The XRD results for LTO/STO(110) are corroborated by STEM-HAADF imaging of the films before and after annealing. Figure 2(a) presents a cross-sectional STEM-HAADF image of LTO/STO(110) analogous to the XRD pattern of curve (iii) in Fig. 1(a). Although the film has a sharp interface with the substrate, significant disorder and phase separation are observed in the bulk of the film. A thick (10–15 nm) amorphous layer is present at the film surface. The high-resolution image in Fig. 2(b) reveals the complex microstructure of this film. On the left side of the image, a square lattice pattern is observed which appears similar to that of the STO(110) substrate; we tentatively assign this to perovskite LaTiO3. A disordered region separates this LaTiO3 phase from the well-crystallized phase that dominates the film. The repeat distance of this crystalline phase is ~7 Å, matching reasonably well (within the error of the STEM measurement) to the 6.75 Å repeat distance observed in the XRD pattern for the unidentified phase. At the LTO/STO interface, a unit cell of La5Ti5O17 (n = 5) has nucleated (Fig. 2(b)); La5Ti5O17 is similar to La2Ti2O7, but with five perovskite layers between additional oxygen planes19. It should be noted that the diffraction peaks observed in Fig. 1(a) do not correspond to the diffraction pattern of La5Ti5O1720. After annealing, the unidentified phase has transformed to a well-crystallized and stoichiometric PLS phase, as shown in Fig. 2(c) and (d). As expected from the XRD patterns, the additional oxygen planes lie parallel to the STO substrate, with LTO[001] // STO[110]. In addition to the PLS phase, regions of perovskite LaTiO3 still remain.

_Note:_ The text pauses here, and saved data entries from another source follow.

PR #21929, opened 2020-06-20
Add links to prior API references

tengqm:
We have added some redirection entries to those removed references.
Seems like people still want explicit links to those versions.

closes: #21926

### DIFF
--- a/content/en/docs/reference/_index.md
+++ b/content/en/docs/reference/_index.md
@@ -20,6 +20,7 @@ This section of the Kubernetes documentation contains references.
 
 * [Kubernetes API Overview](/docs/reference/using-api/api-overview/) - Overview of the API for Kubernetes.
 * [Kubernetes API Reference {{< latest-version >}}](/docs/reference/generated/kubernetes-api/{{< latest-version >}}/)
+* [Kubernetes API Reference for Prior Verions](/docs/reference/kubernetes-api/)
 
 ## API Client Libraries
 
--- a/content/en/docs/reference/kubernetes-api/_index.md
+++ b/content/en/docs/reference/kubernetes-api/_index.md
@@ -1,4 +1,11 @@
 ---
-title: API Reference
+title: API References
+content_type: concept
 weight: 30
 ---
+
+* [Kubernetes API Reference {{< latest-version >}}](/docs/reference/generated/kubernetes-api/{{< latest-version >}}/)
+* [Kubernetes API v1.17](https://v1-17.docs.kubernetes.io/docs/reference/generated/kubernetes-api/v1.17/)
+* [Kubernetes API v1.16](https://v1-16.docs.kubernetes.io/docs/reference/generated/kubernetes-api/v1.16/)
+* [Kubernetes API v1.15](https://v1-15.docs.kubernetes.io/docs/reference/generated/kubernetes-api/v1.15/)
+* [Kubernetes API v1.14](https://v1-14.docs.kubernetes.io/docs/reference/generated/kubernetes-api/v1.14/)
--- a/content/en/docs/reference/kubernetes-api/api-index.md
+++ b/content/en/docs/reference/kubernetes-api/api-index.md
@@ -1,6 +1,1 @@
----
-title: v1.18
-weight: 50
----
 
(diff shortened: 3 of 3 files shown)


tengqm:
An alternative way for #21927

@joelsmith @kbhawkey

content/en/docs/reference/kubernetes-api/_index.md
```diff
@@ -1,4 +1,11 @@
 ---
-title: API Reference
+title: API References
+content_type: concept
 weight: 30
 ---
+
+* [Kubernetes API Reference {{< latest-version >}}](/docs/reference/generated/kubernetes-api/{{< latest-version >}}/)
+* [Kubernetes API v1.17](https://v1-17.docs.kubernetes.io/docs/reference/generated/kubernetes-api/v1.17/)
```
kbhawkey, line 8: Hello @tengqm .
What is the rationale for adding and maintaining pointers to the snapshot versions (reappearing links)?
I was somewhat surprised to learn that readers depended upon `docs/reference/generated/kubernetes-api/v1.1<minus-4-versions>/` to be accessible even though the snapshots contain the "certified" versions of the API references.
Do these changes support external documentation that require a permanent link to the API references from the current docs?

I think the "latest-version" link solves the problem of  updating `api-index.md` with the new version number every release. I will look at the rendered page.

content/en/docs/reference/_index.md
```diff
@@ -20,6 +20,7 @@ This section of the Kubernetes documentation contains references.
 
 * [Kubernetes API Overview](/docs/reference/using-api/api-overview/) - Overview of the API for Kubernetes.
 * [Kubernetes API Reference {{< latest-version >}}](/docs/reference/generated/kubernetes-api/{{< latest-version >}}/)
+* [Kubernetes API Reference for Prior Verions](/docs/reference/kubernetes-api/)
```
kbhawkey, line 23: @tengqm , Some more feedback:
Not sure about repeating the `API Reference` heading again.
From the left hand tree, there is `Reference` and then the sub folder, `API References` containing the 'taints' page and the links page?
The new page, `API References` repeats the link to the current API reference and adds the 
links to the previous four versions of the API reference. These links have to be maintained?
Would suggest changing,
`Kubernetes API Reference v1.18` to look like the other links. Possibly add (latest)?
At some point, I could see tying in the API reference links with the `Versions` drop down menu.

nit: typo: s/Verions/Versions/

STEM-HAADF images of LTO/STO(110). (a), (b) As-deposited film. Regions of perovskite LaTiO3, La5Ti5O17 (including an overlay of the atomic positions in one unit cell), and an unidentified phase are indicated. (c), (d) LTO/STO(110) after annealing at 1100 °C/4 h in air. A region of perovskite LaTiO3 is indicated in (c). The PLS atomic positions in one unit cell is overlaid on the PLS lattice image in (d), and the position of the additional oxygen plane is indicated with an arrow. The curly bracket near the top of the image in (d) indicates a defected region in which 6 perovskite layers separate additional oxygen planes.
STEM-HAADF images of LTO/STO(001) after annealing at 1100 °C/4 h in air. Two PLS unit cells are overlayed on the PLS lattice image in (c), and the positions of the additional oxygen planes are indicated by arrows.
The behavior of La-Ti-O films deposited on STO(110) as a function of oxygen pressure during deposition is counterintuitive. Deposition at low oxygen pressure (0.5 mTorr) results in an unidentified phase; annealing in air recovers the PLS LTO phase. It might be expected that deposition at low oxygen pressure results in an oxygen-deficient phase, and increasing the oxygen pressure would result in the direct formation of PLS LTO. Instead, deposition with increased oxygen pressure results in poorly-ordered or nearly amorphous films. This points to the substantial energy required to form the PLS phase: in our PLD system, the relatively large distance between target and substrate (7.5 cm) means that an increase in background oxygen pressure significantly decreases the kinetic energy of species in the ablation plume, and this reduced kinetic energy is insufficient to form the PLS phase at the growth temperature employed (≥900 °C).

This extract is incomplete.